Adegan menarik terjadi di akhir cerita ketika Silvia menggugah keprihatinan sang presiden Matobo akan hal keji yang telah dilakukannya. Silvia memberikan buku yang dikarang sang presiden sendiri ketika masih muda, dan menyuruhnya membaca bagian pembukaan.

Tanpa disangka, pembukaan buku tersebut berisi satu paragraf yang benar-benar inspiratif, terkait hati manusia (kata-kata asli dari film itu adalah yang Kutu beri garis bawah):

The gunfire around us makes it hard to hear.

Dunia ini emang udah gila. Senjata dan kekerasan tersebar di mana-mana. Orang berlomba-lomba mengucapkan kebohongan demi menyelamatkan posisi dan meraih keuntungan. Bahkan, hingga media massa pun kayak beradu untuk menyiarkan berita yang bohong atau gak penting (gunfire!).

But the human voice is different from other sounds.

Tapi di tengah kekacauan dan kemunafikan itu, kita harus tetep optimis. Tuhan telah memberi kita satu senjata untuk merubah itu semua, yaitu hati dan ucapan manusia, yang begitu unik dan bisa begitu berpengaruh untuk membawa sebuah perubahan.

It can be heard over noises that bury everything else.

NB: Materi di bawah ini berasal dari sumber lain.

Issue #10, opened 2017-08-28
Mine block using SHA256


wagerlabs:
Depends on #43.

sennui:
make sure if we can extend the size of the nonce (in case we reached max without solving the block). Write stress tests, to examine relation between nonce range and time necessary to mine a block

PR #75, opened 2017-09-06
GH-10 Add time and difficulty calculations to block

zp-sd:
Closes https://github.com/aeternity/epoch/issues/10. Solves https://github.com/aeternity/epoch/issues/10.

### DIFF
--- a/apps/aecore/src/aec_governance.erl
+++ b/apps/aecore/src/aec_governance.erl
@@ -1,0 +1,18 @@
+-module(aec_governance).
+
+%% API
+-export([recalculate_difficulty_frequency/0,
+         expected_block_mine_rate/0]).
+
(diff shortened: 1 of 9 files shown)


apps/aecore/src/aec_governance.erl
```diff
@@ -0,0 +1,18 @@
...
+
+%% API
+-export([recalculate_difficulty_frequency/0,
+         expected_block_mine_rate/0]).
+
+-define(RECALCULATE_DIFFICULTY_FREQUENCY, 10).
+-define(EXPECTED_BLOCK_MINE_RATE, 300). %% 60secs * 5 = 300secs
+
+
+recalculate_difficulty_frequency() ->
```
sennui: hmm, can you add spec to it?

PR #76, opened 2017-09-07
GH-43 Add eunit test for coinbase_tx

zp-sd:
Closes https://github.com/aeternity/epoch/issues/43

### DIFF
--- a/apps/aecore/src/aec_accounts.erl
+++ b/apps/aecore/src/aec_accounts.erl
@@ -41,9 +41,9 @@ put(Account, AccountsTree) ->
     {ok, _NewAccountsTree} =
         aec_trees:put(Account#account.pubkey, serialize(Account), AccountsTree).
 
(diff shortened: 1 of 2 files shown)


apps/aecore/src/aec_accounts.erl
```diff
@@ -41,9 +41,9 @@ put(Account, AccountsTree) ->
     {ok, _NewAccountsTree} =
         aec_trees:put(Account#account.pubkey, serialize(Account), AccountsTree).
 
-earn(#account{balance = Balance0}, Amount, Height) ->
-    {ok, #account{balance = Balance0 + Amount,
-                  height = Height}}.
+earn(#account{balance = Balance0} = Account0, Amount, Height) ->
```
sennui: nice catch

zp-sd: well, this is thanks to eunit test 😉

Issue #77, opened 2017-09-07
Add Cuckoo Cycle solution to the headers


wagerlabs:
Need to add the 42 ints to the header for ease of verification. See #5

PR #82, opened 2017-09-07
GH-5 Generate call with default number of trims and threads added

akorosmezey:
@wagerlabs supported the idea of adding a function with default values for the number of trims and threads, This PR implements it.


akorosmezey:
The two PoW calls are still not similar, I plan to change it further when addressing Issue #66 and #77

sennui:
looks good!

PR #87, opened 2017-09-08
Gh 83 multi node config

velzevur:


rebar3.crashdump
```diff
@@ -0,0 +1,24 @@
+Error: {badmatch,{error,eexist}}
```
sennui: this file should not be here, right?

sennui:
please squash commits

sennui:
@velzevur all right, I tested that on mac os sierra with opt 20 and dirty schedulers enabled  - all works. What was your setup? We should put on wiki stable envs

PR #336, opened 2017-11-09
Added test to check for missing applications + updated aecore.app.src

ThomasArts:
The aecore.app.src had missing applications.
I created a general test for applications to make sure this does not happen.

Updated the list and checked both that the test was strong enough to find problems as well as that it actually passes now.


apps/aecore/test/aecore_tests.erl
```diff
@@ -0,0 +1,22 @@
...
+%% We must be able to start an application when all applications it
+%% depends upon are started.
+application_test() ->
+  App = aecore,
+  application:load(App),
+  application:stop(App),
+  application:set_env(aecore, password, "Thisisweird"),
+  {ok, Deps} = application:get_key(App, applications), 
+  AlreadyRunning = [ Name || {Name, _,_} <- application:which_applications() ],
+  [ ?assertEqual(ok, application:ensure_started(Dep)) || Dep <- Deps ],
```
uwiger: should not `application:ensure_all_started(Dep)` work here?

ThomasArts: Yes, the assert is not needed for the test to work, but for the output to be shown when there is no match. You want to know which error message you got back from ensure_started...

```erlang
**error:{assertEqual,[{module,aecore_tests},
              {line,16},
              {expression,"application : ensure_started ( Dep )"},
              {expected,ok},
              {value,{error,{not_started,goldrush}}}]}
```

ThomasArts: I now see the difference. With ensure_all_started you recurse and find what is needed.
That means that in the .app file you only need those applications that are on top level, if you normally use this all_started primitive.

But how do relx and other tools find the dependencies, also recursively?

PR #339, opened 2017-11-10
use select instead of first/next iteration

uwiger:
[Finishes #152745231]

### DIFF
--- a/apps/aecore/src/aec_tx_pool.erl
+++ b/apps/aecore/src/aec_tx_pool.erl
@@ -117,10 +117,10 @@ handle_call({delete, Txs}, _From, #state{db = Mempool} = State) ->
     [pool_db_delete(Mempool, pool_db_key(Tx)) || Tx <- Txs],
     {reply, ok, State};
 handle_call({peek, MaxNumberOfTxs}, _From, #state{db = Mempool} = State)
-  when is_integer(MaxNumberOfTxs), MaxNumberOfTxs > 0 ->
-    {ok, Txs} = pool_db_peek(Mempool, MaxNumberOfTxs),
-    Reply = {ok, Txs},
-    {reply, Reply, State};
+  when is_integer(MaxNumberOfTxs), MaxNumberOfTxs >= 0;
+       MaxNumberOfTxs =:= infinity ->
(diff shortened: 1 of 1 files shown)


apps/aecore/src/aec_tx_pool.erl
```diff
@@ -176,21 +176,14 @@ exclude_coinbase({Fee, Origin, Nonce}) ->
 pool_db_open() ->
     {ok, ets:new(?MEMPOOL, [ordered_set, public, named_table])}.
 
--spec pool_db_peek(pool_db(), MaxNumber::pos_integer()) ->
+-spec pool_db_peek(pool_db(), MaxNumber::pos_integer() | infinity) ->
                           {ok, [pool_db_value()]}.
```
gorillainduction: Spec is now wrong. Should return ` [pool_db_value()]`

ThomasArts: You add an extra {ok, ...} in the return type is that intentional?

```erlang
when is_integer(MaxNumberOfTxs), MaxNumberOfTxs >= 0;
       MaxNumberOfTxs =:= infinity ->
    Txs = pool_db_peek(Mempool, MaxNumberOfTxs),
    {reply, {ok, Txs}, State};
```

Instead of what I would expect:
```erlang
when is_integer(MaxNumberOfTxs), MaxNumberOfTxs >= 0;
       MaxNumberOfTxs =:= infinity ->
    Txs = pool_db_peek(Mempool, MaxNumberOfTxs),
    {reply, Txs, State};
```

Txs already contains {ok, [pool_db_value()]}

Ah, no, same remark as above, the spec is wrong, made me believe the return type was wrong.

uwiger: true

uwiger: arguably, the API should be changed to avoid the wrapper, as the call should always return a list (possibly empty)

gorillainduction: There are a lot of these unnecessary wrappers in the code base. Do remove it from this place ;-)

Sekalipun ditutup-tutupi sekencang apapun, sebuah suara yang berasal dari hati dan nurani manusia pasti akan terdengar. Kadang suara itu bisa berupa ucapan, perbuatan, hingga hanya sekedar tatapan mata penuh arti, jess … berubahlah semua. Tapi harus diusahakan lhoo.

Even when it’s not shouting, even when it’s just a whisper.

Tak perlu muluk-muluk memikirkan pengaruh yang besar. Mulailah dari hal-hal kecil, untuk orang-orang terdekat, dan mulailah saat ini juga. Percaya deh, semua perubahan itu dimulai dari perubahan-perubahan kecil yang terus berkelanjutan hingga (syukur-syukur) jadi sejarah.

Even the lowest whisper can be heard, when it’s telling the truth.

Tapi bisikan-bisikan pembawa perubahan itu ada syaratnya : KEJUJURAN. Kalau nggak jujur, kata-kata kita gak ada bedanya sama gunfire-gunfire yang beterbangan. Tapi karena kejujuran itu, orang lain bisa tergugah dan akhirnya terbawa semangat untuk memperjuangkan perubahan.

*****

NB : Hati itu hebat, sekalinya buruk seluruh tubuh jadi buruk, sekalinya baik seluruh tubuh jadi baik.

4 responses to “Sebuah Pesan dari The Interpreter

  1. kata kata inspiratif membuat kita bisa terpacu untuk melakukan hal hal yang besar dari yang kecil sampai mencapai tujuan. Sesuatu akan terjadi bila kita mau maka bergerak adalah sebuah kewajiban(kawanlama95) salam

  2. Jangan yakinkan diri bahwa dia menyukaimu hanya karena dia bersikap manis padamu. Kadang kamu hanya sebuah pilihan ketika dia bosan.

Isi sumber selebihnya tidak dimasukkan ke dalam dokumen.